I think these things should be universal, bacuse if you are unavare there are differences and you go to a the other side of europe for example and you might have an accident because of this.


----------



## Fargo Wolf (Oct 23, 2009)

Don't have them in Canada.


----------



## DanielFigFoz (Mar 10, 2007)

Looks like Portugal in the UK are pretty rare in Europe in not really having this sign. (Ok, it's in the pt higheway code, but as I said in the 1st post I've oonly seen it there once)


----------



## Rebasepoiss (Jan 6, 2007)

Grisent said:


> In town, it is a bit more complicated. 95% of all intersections are prioritized, but diamond signs are quite rare -- if you have priority, you are expected to know it yourself. But on the other hand, if an intersection is totally unmarked, the give-way-to-the-right rule applies.


The diamond sign is most often used in towns when the road which has priority turns. Like this:


----------



## g.spinoza (Jul 21, 2010)

They're used in Italy, but not very common.


----------



## LTomi (Jun 1, 2009)

These signs are very common in Hungary. In most cases, they are used to mark highways outside cities, but sometimes they are used in cities to mark priority. However, you often have to check if there is a stop sign or a yield sign at the other entrance of the intersection.


----------



## ABRob (Feb 10, 2008)

These signs should be common in all countrys that signed the Vienna Convention on Road Signs and Signals.


----------



## Penn's Woods (Apr 8, 2010)

Maxx☢Power;68434239 said:


> What's weird about it? Someone has to yield, right? What's the rule in the UK?


Don't know about the UK, but in the US, intersections are controlled by stop signs (or lights and so on), and when one road at an intersection with stop signs is clearly less important than the other one, the less important road is the one that has to stop.
The European priority-to-the-right concept is completely unknown here.


----------



## niterider (Nov 3, 2009)

Penn's Woods said:


> Don't know about the UK, but in the US, intersections are controlled by stop signs (or lights and so on), and when one road at an intersection with stop signs is clearly less important than the other one, the less important road is the one that has to stop.
> The European priority-to-the-right concept is completely unknown here.


Sorry I was unclear - what I meant was that sometimes on continental Europe you can be driving down a 'main' street but must yield/give way to traffic coming from the right, even if it's coming off a side street onto 'your' street.

In the UK and Ireland this rule doesn't exist - hence we don't need the diamond priority sign to clarify priority.

We don't have the equivalent of North American 4-way stops etc - where it is intended for all traffic to slow down in such scenarios, roundabouts would most likely be used where possible.


----------



## DanielFigFoz (Mar 10, 2007)

In Portugal, the traffic from the right goes first rule does exist, but people simply give way to the major road, simply because they don't want to be crashed into :lol: Most junctions have stop or give way signs anyway.

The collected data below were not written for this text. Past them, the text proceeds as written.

PR #103, opened 2021-05-11
add timeout to cluster joining

sjpotter:
add 2 config flags "connection-timeout" and "join-timeout" which control timeout on individual calls to hiredis as it tries to connect to individual nodes as well as how long the entire join operation can take in aggregate, before we error it out

### DIFF
--- a/connection.c
+++ b/connection.c
@@ -62,6 +62,10 @@ Connection *ConnCreate(RedisRaftCtx *rr, void *privdata, ConnectionCallbackFunc 
     conn->idle_callback = idle_cb;
     conn->free_callback = free_cb;
     conn->id = ++id;
+    if (rr->config->connection_timeout > 0) {
+        conn->timeout = RedisModule_Calloc(1, sizeof(struct timeval));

In the UK, I have never seen all way stops, but I have seen an all way give way before, and one of the road websites has a page on a neighbourhood in Nottingham (I think) full of all way give ways.
The case of an all way give way that I know is on Feltham High Street. Traffic coming from the southbound High Street's bus lane has a give way line, traffic from the High Street southbound also face a give way line, as does traffic coming from Victoria Road.


----------



## dizee (Apr 3, 2006)

The Irish way is a little complicated.

Most of the time the priority is assumed unless there are yield or stop signs or and/or markings. No need to use the priority diamond (though it might be reassuring).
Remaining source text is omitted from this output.